**Task objective**
Search the entries below for "Hard", and copy each line where it appears.

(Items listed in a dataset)
PR #1765, opened 2021-07-15
feat: forward refs through select component

talbet:
# Objective

We should allow refs to be passed through all components, but this is particularly important for elements that we are using in forms. Previously we had not allowed this in the Select component, even though the underlying library `react-select` does allow this.

Because `ref` is handled differently to other props, we need to wrap the components in a ForwardRef function. The forwardRef function provides a mutableRef type and `react-select` expects this to be an immutableRef, so we also have to type the arguments in a way that satisfies `react-select` rather than using generic params in forwardRef.

Because we are wrapping the component with forwardRef, we also need to set the displayName, as React will not be able to infer it. This will help with debugging, ensuring the components do not appear as `forwardRef(Unknown)` in the dev tools.

# Motivation and Context

Team Earthlings is testing `react-hooks-form` which tries to use uncontrolled form components wherever possible. When that is not possible (as in the case of `react-select` it still needs to pass a ref into the form component.

# Checklist

# Additional Considerations

### DIFF
--- a/draft-packages/select/package.json
+++ b/draft-packages/select/package.json
@@ -38,9 +38,9 @@
     "@kaizen/draft-form": "^3.6.3",
     "@kaizen/draft-tag": "^1.9.3",
     "@types/classnames": "^2.2.10",
-    "@types/react-select": "^3.0.22",
+    "@types/react-select": "^4.0.17",
     "classnames": "^2.2.6",
-    "react-select": "^3.1.0"
+    "react-select": "^4.3.1"
   },
   "devDependencies": {
     "elm-storybook": "cultureamp/elm-storybook#0.3.0",
--- a/draft-packages/select/KaizenDraft/Select/Select.tsx
+++ b/draft-packages/select/KaizenDraft/Select/Select.tsx
@@ -11,7 +11,7 @@ import clearIcon from "@kaizen/component-library/icons/clear.icon.svg"
 import { Tag } from "@kaizen/draft-tag"
 import styles from "./styles.react.scss"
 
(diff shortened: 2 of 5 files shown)


draft-packages/select/package.json
```diff
@@ -38,9 +38,9 @@
     "@kaizen/draft-form": "^3.6.3",
     "@kaizen/draft-tag": "^1.9.3",
     "@types/classnames": "^2.2.10",
-    "@types/react-select": "^3.0.22",
+    "@types/react-select": "^4.0.17",
     "classnames": "^2.2.6",
-    "react-select": "^3.1.0"
+    "react-select": "^4.3.1"
```
ActuallyACat, line 43: I was a little concerned about this change, but it doesn't appear any of the breaking changes are applicable to our implementation: https://github.com/JedWatson/react-select/blob/master/packages/react-select/CHANGELOG.md#400

ActuallyACat (commented):
Changes look okay to me - the lack of test coverage in this component does make me a little nervous though. 

Have you tested this with something like Verdaccio / `yarn link`?

ActuallyACat (approved):
I see that you've QA'd. LGTM.

lloydstubber:
@talbet is out today but I'm blocked on this. @ActuallyACat do you mind if I get this in now it's got the ✔️ ?

ActuallyACat:
> @talbet is out today but I'm blocked on this. @ActuallyACat do you mind if I get this in now it's got the ✔️ ?

I see no issue with that - I've just enabled automerge.

Issue #1725, opened 2021-06-25
Unclear what components belong to which package


ActuallyACat:
An import statement for each group of stories _used to_ exist as a string we provided to Storybook, e.g. 
https://github.com/cultureamp/kaizen-design-system/blob/master/draft-packages/button/docs/Button.stories.tsx#L20-L24

This functionality disappeared when we moved to Storybook 6. 

In an ideal world, our code snippets and/or docs would include an example import so that consumers do not need to look at the source code to figure out what package a component comes from. A "quick" fix for this is to use [DocsPage to restore the previous functionality](https://storybook.js.org/docs/web-components/writing-docs/doc-blocks#docspage-1).

```
// Button.stories.js | Button.stories.ts

export const CustomSource = () => Template.bind({});

CustomSource.parameters = {
  docs: {
    source: {
      code: 'Some custom string here',
    },
  },
};
```

![Screen Shot 2021-06-25 at 3 12 28 pm](https://user-images.githubusercontent.com/1621182/123372895-ca0d2780-d5c7-11eb-9503-cf513f288636.png)

cc/ @lisatassone

dougmacknz:
@ActuallyACat - @sebpearce and I saw that you had updated the Box stories when you updated Storybook:
https://github.com/cultureamp/kaizen-design-system/blob/master/packages/component-library/stories/Box.stories.tsx#L21

We're thinking about copying that to all of the other components, but I wonder if there's a more ideal solution out there that we might want to explore first.

ActuallyACat:
Feels like there's a solid consensus that our "code docs" are missing a lot of details that leave folks guessing. 

I think there are two things we can do to improve the documentation here (without major changes to our build): 

## Lean into [react-docgen](https://github.com/reactjs/react-docgen) 
We're already using this library to automatically generate the props table for us. I noticed in their docs that it is also possible to get it to output a [general component description](https://github.com/reactjs/react-docgen#example). So we can continue to keep documentation within the code itself. This is going to be really useful if we only ever want to include superficial information in Storybook. 

As an example: 
```
export type MyComponentProps = {
  /* This appears in the props table in "docs" tab, and we're already encouraging this from contributors */
  id: string
}

/**
 * This should appear in the documentation 
 * We can add import information here, and any other information we want to appear in the "docs" tabs. 
 */
class MyComponent extends Component<MyComponentProps> { ... }
```

## A separate docs file
[...]

PR #1766, opened 2021-07-16
docs: Adjust import helpers on stories for Storybook 6 (first half)

dougmacknz:
Closes https://github.com/cultureamp/kaizen-design-system/issues/1725

# Objective
Small adjustment on our stories so that the import helper statements appear again.

# Motivation and Context
These disappeared after a Storybook 6 upgrade.

Seb and I agreed to do half each, you can see Seb's part here: https://github.com/cultureamp/kaizen-design-system/pull/1761

image


packages/component-library/stories/Layout.stories.tsx
```diff
@@ -1,225 +0,0 @@
-import * as React from "react"
```
ActuallyACat, line 1: Niiiiice

ActuallyACat (approved):
LGTM - very happy to see this change!

PR #1772, opened 2021-07-19
fix: remove loading state if avatar is already loaded

sugendran:
# Motivation and Context
In some cases the onLoad event does not fire if the image is from cache. This change checks if the image is in a complete state when it is rendered and set the loading state to success.

Navigating back and forth on the avatar with photos stories could repo this.


reetaa (commented):
We are talking about http caching right? Is there some other caching I'm not aware of 🤔

sugendran:
> We are talking about http caching right? Is there some other caching I'm not aware of 🤔

yes

reetaa (approved):

PR #1780, opened 2021-07-21
fix: Select types passing through to consumer

lisatassone:
When updating the Select draft package in performance-ui, type errors were discovered. It seems no types were being 'passed through' to the Select component so we were getting errors around function types accepting `any`.

On master
Kapture 2021-07-21 at 13 57 11

This change:
Kapture 2021-07-21 at 13 56 07

Looks like a recent change converting the component to a forwarded ref component caused the issue even though normally it wouldn't have been a problem. I think the complexity of some of `react-select`'s types caused them to become lost. However switching to the `NamedProps` interface worked as this is the type that is used under `Props` which we were originally using and is probably the one we should have been using.

# Checklist

# Additional Considerations


martindavid (approved):
TIL on `NamedProps` from react-select

talbet (approved):
Looks great, sorry this got missed when the forward ref was added

PR #530, opened 2020-06-03
feat: Rollout inter

ActuallyACat:
## About 
This PR updates Ideal Sans to Inter. This has been design reviewed by @katsambarcus. 

Where possible, I've removed unused imports in Sass.

## Other Stuff
The non-Inter related changes addressed were:

- ~Table - headings should not have bg~ Descoped
- Notifications - stories in Elm and React use different spacings in text
- Notifications - success text should not have an exclamation mark (success!)
- Notifications - Error state in stories should say "negative" not "error"
- Guidance Block - Spacing between buttons should be 12px, not 24px
- Select - Hover state on children should be cluny-100, hover text fg should be cluny-500
- ~Split Button - Soften the RHS border opacity to 70%~ Descoped
- Text area - Copy changes in story (Your Reply -> Your reply)

PR #1782, opened 2021-07-21
fix: remove input edit modal typography that's adding a gap

mbylstra:
# Objective

There is an unwanted white gap between the header and the body of an Input Edit Modal

I found that the gap is due to the baseline grid offset for our legacy typography. The body div of the modal should not have any typography styles applied, so this appears to have been unintentionally added.

** before **

image

** after **

image

# Motivation and Context
This is something I noticed when using the component (there is no git issue or Trello card)

# Checklist

# Additional Considerations


draft-packages/modal/KaizenDraft/Modal/Presets/InputEditModal.scss
```diff
@@ -20,5 +20,4 @@
   background: $kz-var-color-stone;
   padding: $ca-grid $ca-grid $ca-grid * 1.5;
   border-bottom: 1px solid $ca-border-color;
```
ActuallyACat, line 22: This one looks like it was on me 😬 

I believe the rationale in [this PR](https://github.com/cultureamp/kaizen-design-system/pull/530/files) was to ensure no matter what a consumer put in the body (i.e. they forget to use the Heading / Paragraph component) it always rendered Inter typography.

ActuallyACat (approved):

draft-packages/modal/KaizenDraft/Modal/Presets/InputEditModal.scss
mbylstra: Ah I see. I wonder if a css reset or base styles would be a better way of ensuring that - I believe you have a PR for that in the works. Otherwise it seems like we'd have to do that in every component that accepts children. I don't know if it's possible to force people via Typescript to not just use plain text nodes, or that would be another approach.

mbylstra: I _think_ this is safe enough to merge.

ActuallyACat: Yeah, I agree. It's low risk and low impact. The behaviour of engineers using Kaizen seems to be to reach towards Heading/Paragraph (or Text >.>) when needing copy. This is definitely something the shell component should take care off too 👍🏻

mbylstra: Yeah, I think people are pretty accustomed to using Heading/Paragraph now which is great.

Issue #1101, opened 2021-02-23
Ensure all deprecated components have been listed as deprecated


ActuallyACat:
We have the following deprecated components:
- [ ] component-library/Dropdown
- [ ] component-library/Layout
- [ ] component-library/NavigationBar
- [ ] component-library/MenuList
- [ ] component-library/OffCanvas
- [ ] component-library/Text
- [ ] draft-title-block/TitleBlock
- [ ] draft-zen-navigation-bar/ZenNavigationBar

We need to make sure that these are listed as deprecated in a few different ways.

## Adding the `@deprecated` JSDoc:

E.g.
```
/**
 * @deprecated Dropdown is deprecated. Please use draft-menu instead.
 */
class Dropdown extends React.Component<DropdownProps, DropdownState> {
```

Which results in strikethroughs in VSCode when importing:
![image](https://user-images.githubusercontent.com/1811583/125006372-54ae5600-e0a1-11eb-8e16-1aeb6b7eb8f4.png)

## Wrapping in `withDeprecatedComponent` from `react-deprecate-warning`

E.g.
```
export default withDeprecatedComponent(TitleBlock, {
  warning:
    "TitleBlock is deprecated. Use @kaizen/draft-title-block-zen instead.",
})
```

Which adds a console warning (in development environment only):
![image](https://user-images.githubusercontent.com/1811583/125214693-c386eb80-e2fb-11eb-9a41-53558a0662be.png)

## Adding (deprecated) in Storybook
Lastly, adding `(deprecated)` to the Storybook title also makes it clear which components are deprecated when engineers are looking through Storybook.

![image](https://user-images.githubusercontent.com/1811583/125214760-08128700-e2fc-11eb-9b69-49822e31c6d0.png)

PR #1787, opened 2021-07-26
fix: Add deprecated jsdocs and wrap with withDeprecatedComponent

JakePitman:
Closes https://github.com/cultureamp/kaizen-design-system/issues/1101

# Objective
Adds any missing `@deprecated` doc blocks to our deprecated components + wraps them in the `withDeprecatedComponent` HOC where that was missing as well.

# Motivation and Context
This helps to make it clear when engineers are using something that is deprecated.

### DIFF
--- a/draft-packages/zen-navigation-bar/KaizenDraft/ZenNavigationBar/NavigationBar.tsx
+++ b/draft-packages/zen-navigation-bar/KaizenDraft/ZenNavigationBar/NavigationBar.tsx
@@ -43,7 +43,7 @@ class NavigationBar extends React.Component<Props, State> {
   static displayName = "NavigationBar"
   static Link = Link
   static Menu = Menu
-  static defaultProps = {
+  static defaultProps: Props = {
     environment: "production",
     loading: false,
     colorScheme: "cultureamp",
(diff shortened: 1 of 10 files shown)


packages/component-library/components/OffCanvas/OffCanvas.tsx
```diff
@@ -128,4 +128,6 @@ const withTrigger = (Component: React.ComponentType<any>) =>
     }
   }
 
-export default withContextProvider(withTrigger(OffCanvas))
+export default withDeprecatedComponent(OffCanvas, {
```
ActuallyACat, line 131: I believe you'll want to continue to wrap `OffCavas` with the `withTrigger` HOC as you're now changing the component that's exported. Unless there was a specific reason for doing it this way?

dougmacknz: Oops I think this was a mistake, nice catch!

draft-packages/zen-navigation-bar/KaizenDraft/ZenNavigationBar/NavigationBar.tsx
```diff
@@ -22,7 +23,7 @@ type Props = {
   loading?: boolean
   colorScheme?: ColorScheme
   badgeHref?: string
-  onNavigationChange: NavigationChange
+  onNavigationChange?: NavigationChange
```
dougmacknz, line 26: This was a weird one. There are a bunch of usages of this component that don't have this prop, but they weren't resulting in TS errors until we added the `withDeprecatedComponent` wrapping.

sebpearce (approved):
❤️

sebpearce (approved):

PR #1789, opened 2021-07-27
chore: Delete the draft-vertical-progress-step component

dougmacknz:
# Objective
Deletes the `@kaizen/draft-vertical-progress-step` component completely.

# Motivation and Context
This component was built in [TBC] (a while ago) and has still only been used in one place, which I'd imagine this was built for. The one usage is in our now unsupported Action Framework.

During the recent audit of Kaizen components, this component failed almost every quality attribute.
* Doesn't really have a design in the UI Kit. The 'progress stepper' in the UI Kit has a horizontal design only.
* Not RTL friendly.
* Hard coded English (not internationalised)
* Prescribes heading hierarchy which might not be right (accessibility issue).

I'm not saying that we don't need a vertical progress stepper component, but I believe that this one has enough issues, along with the fact that it hasn't been picked up in a couple of years, means it makes more sense to delete this and then build something with a fresh slate if and when that time comes.

# Notes
This will effectively lock murmur to design-tokens 3.x. Once there is a 4.x, Murmur will need to either find a way to remove this usage, or just copy over the code from here into `ca-ui`.


packages/design-tokens/docs/StoryBoard.stories.tsx
```diff
@@ -471,15 +466,15 @@ export const Everything: Story = () => {
...
       }}
     >
       <div
         style={{
           position: "fixed",
-          zIndex: 10,
-          right: theme.spacing.xxl,
-          top: theme.spacing.md,
+          zIndex: "10",
+          right: "theme.spacing.xxl",
```
ActuallyACat, line 476: I don't think these should be strings 👀

ActuallyACat (commented):
Question so we're all aligned - is the intention be eventually recreate this package as `kaizen/progress-stepper`? Additionally, the future package will have vertical and horizontal as variants of the same component, and not as separate packages?

packages/design-tokens/docs/StoryBoard.stories.tsx
dougmacknz: Hmm, this got auto formatted for some reason

site/docs/components/progress-stepper.mdx
```diff
@@ -9,11 +9,10 @@ needToKnow:
...
 - Aim for 3–4 steps.
-demoStoryId: deprecated-vertical-progress-step--completed-step
 health:
   designed: true
   documented: true
-  implemented: true
+  implemented: false
   latestDesign: false
   allVariants: false
   responsive: false
```
dmisdm, line 18: Probs not the right time to do it but could `deprecated: true` be useful?

dougmacknz:
> is the intention be eventually recreate this package as kaizen/progress-stepper? Additionally, the future package will have vertical and horizontal as variants of the same component, and not as separate packages?

I'm not planning to recreate this myself, but yes I would imagine that package would be created at some point. For now there's only designs for a horizontal one in the UI Kit. Hard to say at this point if they make sense in the same component (probably would), but at the very least would be in the same package.

site/docs/components/progress-stepper.mdx
dmisdm: Actually ignore more, for some reason i thought this component might be deprecated and thats why you were deleteing it

dougmacknz: The component _idea_ itself isn't deprecated though. There's designs for a horizontal one in the UI Kit that we'll want to build at some point, and possibly a rebuild of this vertical one as well.

ActuallyACat (approved):

PR #1792, opened 2021-07-27
chore: Enable Chromatic TurboSnap

dougmacknz:
# Objective
Enables [Chromatic TurboSnap](https://www.chromatic.com/docs/turbosnap) by adding the two required parameters to our storybook build and chromatic cli script.

# Motivation and Context
This will make Chromatic only create snapshots when there are changes, which will save us a ton of credits and allow us to disable the current functionality of only running it if you comment on the PR with "Run Chromatic"

### DIFF
--- a/.buildkite/scripts/run-chromatic-build.sh
+++ b/.buildkite/scripts/run-chromatic-build.sh
@@ -11,5 +11,5 @@ export CHROMATIC_APP_CODE
 CHROMATIC_APP_CODE=$(get_secret "chromatic-app-code") || exit $?
 
 yarn install --frozen-lockfile
-yarn storybook:build
-yarn chromatic --exit-zero-on-changes --storybook-build-dir storybook/public
+yarn storybook:build --webpack-stats-json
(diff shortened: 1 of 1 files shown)


mbylstra (approved):
FYI this only adds it to existing very manual buildkite setup (the one where you need to manually trigger the chromatic build and then look at the output logs to find the url that links to chromatic). I've approved it, because it's worth doing anyway to save credits.

However, what I think we really want is the github action which enables the full github integration (the status line green/red etc). This is the one we had an old PR open for, but it just needs to be tweaked a bit to pass in the `only-changed` parameter to the github action, and also to point it at our yarn build command. It wasn't possible to use the github integration with the github action in the past (for reasons), but now we can. I'm happy to help next monday with this, but you might not find it too difficult if you want to try it before then.

This was the PR: https://github.com/cultureamp/kaizen-design-system/pull/1601/files

We'll also be able to delete the chromatic buildkite step and also remove the `chromatic` dependency (because it will be inside the 3rd party github action)

PR #1794, opened 2021-07-28
docs: Group components in Storybook

dougmacknz:
# Objective
Adds some grouping/hierarchy to our Storybook menu.

See https://storybook.js.org/docs/react/writing-stories/naming-components-and-hierarchy

# Motivation and Context
The navigation on our Storybook is quite messy and difficult to scan for things. This will make it easier for folks that aren't super familiar with our components to easily scan and browse through components.

# Screenshots

Before:
image

After:
image


ActuallyACat (approved):
Thought I would have some nitpicks but this LGTM. Make sure you run Chromatic on these stories - I believe they treat renamed stories as new stories.

ActuallyACat (approved):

**Task output**
* Hard coded English (not internationalised)
I'm not planning to recreate this myself, but yes I would imagine that package would be created at some point. For now there's only designs for a horizontal one in the UI Kit. Hard to say at this point if they make sense in the same component (probably would), but at the very least would be in the same package.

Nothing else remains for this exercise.